#### Exercise
Report each line from the records where the string "test" turns up.
Start of Supplied records
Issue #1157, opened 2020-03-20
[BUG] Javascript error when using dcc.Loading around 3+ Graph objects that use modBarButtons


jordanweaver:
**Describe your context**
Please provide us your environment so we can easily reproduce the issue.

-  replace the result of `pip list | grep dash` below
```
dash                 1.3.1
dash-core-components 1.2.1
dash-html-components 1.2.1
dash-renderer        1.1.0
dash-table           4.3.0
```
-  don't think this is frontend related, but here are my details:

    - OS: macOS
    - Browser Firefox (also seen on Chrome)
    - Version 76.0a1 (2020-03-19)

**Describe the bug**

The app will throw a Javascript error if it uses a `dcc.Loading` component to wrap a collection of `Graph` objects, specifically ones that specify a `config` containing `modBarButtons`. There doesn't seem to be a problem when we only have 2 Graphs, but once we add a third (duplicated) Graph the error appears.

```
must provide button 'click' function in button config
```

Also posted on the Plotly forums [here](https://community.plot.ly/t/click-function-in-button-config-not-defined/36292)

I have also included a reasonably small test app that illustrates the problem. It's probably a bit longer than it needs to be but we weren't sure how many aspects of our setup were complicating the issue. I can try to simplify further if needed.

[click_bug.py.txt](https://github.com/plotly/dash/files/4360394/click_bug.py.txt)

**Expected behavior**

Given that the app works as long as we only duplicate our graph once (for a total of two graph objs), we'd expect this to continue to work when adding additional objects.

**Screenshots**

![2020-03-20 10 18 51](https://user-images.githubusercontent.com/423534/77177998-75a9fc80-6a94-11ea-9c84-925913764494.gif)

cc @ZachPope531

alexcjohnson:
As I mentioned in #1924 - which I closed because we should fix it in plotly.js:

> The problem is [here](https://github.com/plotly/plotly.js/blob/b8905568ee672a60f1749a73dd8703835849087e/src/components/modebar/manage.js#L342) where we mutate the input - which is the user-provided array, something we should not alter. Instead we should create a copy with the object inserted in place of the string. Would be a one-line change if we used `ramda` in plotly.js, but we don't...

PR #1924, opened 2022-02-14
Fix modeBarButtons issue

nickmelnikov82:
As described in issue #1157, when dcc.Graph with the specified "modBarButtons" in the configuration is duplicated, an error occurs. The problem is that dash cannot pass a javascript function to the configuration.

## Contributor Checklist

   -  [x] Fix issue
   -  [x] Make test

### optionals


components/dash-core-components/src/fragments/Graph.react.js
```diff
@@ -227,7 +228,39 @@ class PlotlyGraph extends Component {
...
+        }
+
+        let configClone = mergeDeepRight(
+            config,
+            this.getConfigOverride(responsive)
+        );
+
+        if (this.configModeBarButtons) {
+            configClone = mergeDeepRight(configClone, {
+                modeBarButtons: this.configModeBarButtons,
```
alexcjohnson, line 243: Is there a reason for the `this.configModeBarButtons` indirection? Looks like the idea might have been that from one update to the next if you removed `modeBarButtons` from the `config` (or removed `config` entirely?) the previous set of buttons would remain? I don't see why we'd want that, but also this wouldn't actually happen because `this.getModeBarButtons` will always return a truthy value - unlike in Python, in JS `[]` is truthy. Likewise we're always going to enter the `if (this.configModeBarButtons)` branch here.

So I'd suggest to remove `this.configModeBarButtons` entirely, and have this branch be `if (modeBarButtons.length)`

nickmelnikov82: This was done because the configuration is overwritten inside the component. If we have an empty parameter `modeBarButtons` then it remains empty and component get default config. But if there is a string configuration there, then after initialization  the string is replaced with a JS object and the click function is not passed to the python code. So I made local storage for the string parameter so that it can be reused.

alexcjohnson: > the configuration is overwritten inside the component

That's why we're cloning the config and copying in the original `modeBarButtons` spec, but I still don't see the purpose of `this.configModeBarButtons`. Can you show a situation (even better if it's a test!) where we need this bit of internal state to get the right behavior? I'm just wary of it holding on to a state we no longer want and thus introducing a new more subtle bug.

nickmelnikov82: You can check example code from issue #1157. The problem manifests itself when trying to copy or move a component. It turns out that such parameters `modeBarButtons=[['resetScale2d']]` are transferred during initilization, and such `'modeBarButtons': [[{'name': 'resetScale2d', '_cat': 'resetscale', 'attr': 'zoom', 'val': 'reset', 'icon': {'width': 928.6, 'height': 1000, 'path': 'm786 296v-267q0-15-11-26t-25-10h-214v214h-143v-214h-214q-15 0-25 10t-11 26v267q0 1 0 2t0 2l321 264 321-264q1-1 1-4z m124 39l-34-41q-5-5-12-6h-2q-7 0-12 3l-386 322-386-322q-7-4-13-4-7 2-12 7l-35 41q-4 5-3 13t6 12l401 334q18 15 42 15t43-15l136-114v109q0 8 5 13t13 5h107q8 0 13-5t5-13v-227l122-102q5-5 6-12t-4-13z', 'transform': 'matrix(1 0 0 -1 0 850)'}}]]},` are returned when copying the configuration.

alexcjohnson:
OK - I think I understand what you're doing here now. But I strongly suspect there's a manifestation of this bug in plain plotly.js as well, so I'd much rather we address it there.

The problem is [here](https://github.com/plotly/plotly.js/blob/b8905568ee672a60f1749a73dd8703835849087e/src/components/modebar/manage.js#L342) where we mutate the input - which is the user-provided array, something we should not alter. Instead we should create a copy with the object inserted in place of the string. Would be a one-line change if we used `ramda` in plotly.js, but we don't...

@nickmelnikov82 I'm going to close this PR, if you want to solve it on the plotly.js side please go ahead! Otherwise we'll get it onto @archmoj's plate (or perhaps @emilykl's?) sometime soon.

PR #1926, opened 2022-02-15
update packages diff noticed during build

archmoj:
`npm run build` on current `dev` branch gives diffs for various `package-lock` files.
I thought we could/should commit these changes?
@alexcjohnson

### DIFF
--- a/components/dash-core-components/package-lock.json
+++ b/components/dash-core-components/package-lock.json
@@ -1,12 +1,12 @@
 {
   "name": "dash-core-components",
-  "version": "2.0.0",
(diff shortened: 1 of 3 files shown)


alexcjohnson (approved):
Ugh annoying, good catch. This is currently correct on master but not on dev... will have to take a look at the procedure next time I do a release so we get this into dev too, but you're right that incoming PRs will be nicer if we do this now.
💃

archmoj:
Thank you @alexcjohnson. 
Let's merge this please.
End of Supplied records
#### Your response
I have also included a reasonably small test app that illustrates the problem. It's probably a bit longer than it needs to be but we weren't sure how many aspects of our setup were complicating the issue. I can try to simplify further if needed.
   -  [x] Make test
That's why we're cloning the config and copying in the original `modeBarButtons` spec, but I still don't see the purpose of `this.configModeBarButtons`. Can you show a situation (even better if it's a test!) where we need this bit of internal state to get the right behavior? I'm just wary of it holding on to a state we no longer want and thus introducing a new more subtle bug.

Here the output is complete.